Ringfort (Rath), Ballynaguila, Co. Limerick
Co. Limerick |
Ringforts
Some places earn their place in the archaeological record precisely by disappearing.
At Ballynaguila in County Limerick, a ringfort that was still mappable in the 1920s has since been erased so completely that an inspector found no trace of it whatsoever. That absence is itself a kind of information, a small, quiet record of how much the Irish landscape has been altered by the ordinary business of farming.

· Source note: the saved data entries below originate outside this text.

Issue #3948, opened 2021-07-31
rktboot error on aarch64-linux


LiberalArtist:
[According to Guix CI](https://ci.guix.gnu.org/build/847137/details), bootstrapping Raket's Chez Scheme fork fails an error from `string-append`. Here's the tail of the [build log](https://ci.guix.gnu.org/build/847137/log/raw):
```
starting phase `build'
Assuming current directory has Chez Scheme sources
string-append: contract violation
  expected: string?
  given: #f
  argument position: 1st
  other arguments...:
   ".def"
  context...:
   /tmp/guix-build-racket-bootstrap-chez-bootfiles-8.2.drv-0/racket-minimal-8.2-checkout/racket/src/ChezScheme/rktboot/machine-def.rkt:6:0: open-file-with-machine.def-redirect
command "/gnu/store/1m10cjmip18isdxf0bljq733brq2gg9p-racket-minimal-bc-3m-8.2/bin/racket" "rktboot/main.rkt" "--dest" "/gnu/store/xlsnnphcqn1xxp2yqr519jh9sv0ai9xw-racket-bootstrap-chez-bootfiles-8.2" failed with status 1
builder for `/gnu/store/xg8sa6qssr46n5n887bzb5l3cl78fy52-racket-bootstrap-chez-bootfiles-8.2.drv' failed with exit code 1
@ build-failed /gnu/store/xg8sa6qssr46n5n887bzb5l3cl78fy52-racket-bootstrap-chez-bootfiles-8.2.drv - 1 builder for `/gnu/store/xg8sa6qssr46n5n887bzb5l3cl78fy52-racket-bootstrap-chez-bootfiles-8.2.drv' failed with exit code 1
```
The offending `string-append` seems to be here: https://github.com/racket/racket/blob/4f0e1703979d704c4f91b009945c324450acec7a/racket/src/ChezScheme/rktboot/machine-def.rkt#L10

I don't know if `target-machine` being `#f` is indicative of a broader problem inferring the target machine or not. A further complication is that I don't have an aarch64-linux setup myself, though I could try to get something working via QEMU.

I hope this problem isn't specific to Guix, but the build is driven by this Guile code, which I can (hopefully) explain if necessary: https://git.savannah.gnu.org/cgit/guix.git/tree/gnu/packages/racket.scm

garrgravarr:
[...]

PR #4702, opened 2023-07-19
rktboot: improve machene type inference

LiberalArtist:
Related to https://issues.guix.gnu.org/62231
Related to https://github.com/racket/racket/issues/3948

I've just done the obvious thing here and parsed `(system-library-subpath #f)`, but I still feel like I've read and written this code too many times.

In particular, I noticed that RISC-V machine types are defined for the BSDs at the Chez Scheme level:

https://github.com/racket/racket/blob/373bf233ecddee44a14821d272ec7f265a1b8845/racket/src/ChezScheme/s/cmacros.ss#L376-L418

But Rumble only handles RISC-V on Linux:

https://github.com/racket/racket/blob/373bf233ecddee44a14821d272ec7f265a1b8845/racket/src/cs/rumble/system.ss#L54-L65

https://github.com/racket/racket/blob/373bf233ecddee44a14821d272ec7f265a1b8845/racket/src/cs/rumble/system.ss#L112-L113

And `raco cross` doesn't handle RISC-V at all:

https://github.com/racket/raco-cross/blob/01a58ff14ee2ee126cf65897761556501a7197ae/raco-cross-lib/private/cross/platform.rkt#L41-L82

I think it might make sense to implement more of this translation logic in Chez itself, but I haven't been completely satisfied with any of the concrete ideas I've come up with so far.

### DIFF
--- a/racket/src/rktboot/config.rkt
+++ b/racket/src/rktboot/config.rkt
@@ -15,20 +15,69 @@
                                (path->complete-path scheme-dir))))))
 (hash-set! ht 'make-boot-scheme-dir scheme-dir)
 
+(define (infer-target-machine)
+  ;; Compute a native or pbarch machine string for the current platform.
+  ;; Some caveats:
+  ;;  1. A pbarch Racket will always infer a pbarch machine,
+  ;;     even if a native machine exists. Hopefully this is an
+  ;;     unlikely scenario: if you're running Racket CS, you've
+  ;;     bootstrapped Chez somehow, so you could use `re.boot`.
+  ;;  2. A `tpb` or `pb` Racket on a 32-bit platform would still return
+  ;;     64 from `(system-type 'word)`, but, in addition to the above,
+  ;;     it is not currently possible or desired to build Racket as
+  ;;     `tpb` or `pb` (as opposed to pbarch variants):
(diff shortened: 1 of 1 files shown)


racket/src/rktboot/config.rkt
```diff
@@ -15,20 +15,69 @@
...
+      [("arm") "arm32"]
+      [("ppc") "ppc32"]
+      [("riscv64") "rv64"]
+      [("unknown") #f] ; pb machine types
+      [else #f]))
+  (define os
+    (case (cadr arch+os)
+      [("macosx" "darwin" "ios") "osx"]
+      [("win32" "cygwin") "nt"]
+      [("linux" "android") "le"]
```
LiberalArtist, line 61: The even-more-specific results for the `'os*` part are returned only on BC. Given that, I'm not sure about the relative benefits of specificity vs. consistency.

mflatt:
I also merged #4703, which is doesn't seem to be covered here — but i didn't look or think closely, so it's possible that something here means that code is not reached. And along those lines of hopefully making things work better without necessarily making them better implemented, I added `riscv64` <-> `rv64` conversion to `raco-cross`.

A rath, to use the Irish term, is an early medieval farmstead enclosed by one or more earthen banks and ditches, typically circular or near-circular in plan. The example at Ballynaguila was recorded on the 1923 Ordnance Survey six-inch map as a penannular enclosure, meaning a ring broken by a single gap, most likely the original entrance. Its diameter was approximately thirty metres, which is fairly typical for a single-ringed example. It sat at the western end of a low ridge in an area of outcropping limestone, the kind of well-drained, elevated ground that early farmers tended to favour. When Denis Power compiled his inspection notes, uploaded in August 2011, the monument had been levelled, leaving pasture where the earthworks once stood.
For anyone curious enough to visit, the location is in open farmland and the ground is likely grazed. Because the earthworks have been entirely removed, there is nothing visible to orient yourself by. The outcropping limestone in the surrounding area remains, and the ridge itself can still be read in the topography, but the enclosure that once occupied its western end is gone. The 1923 OS map is the most useful document here, showing the monument at a moment when it could still be recorded. Comparing that sheet with the current ground is, in its own way, the whole point of the visit.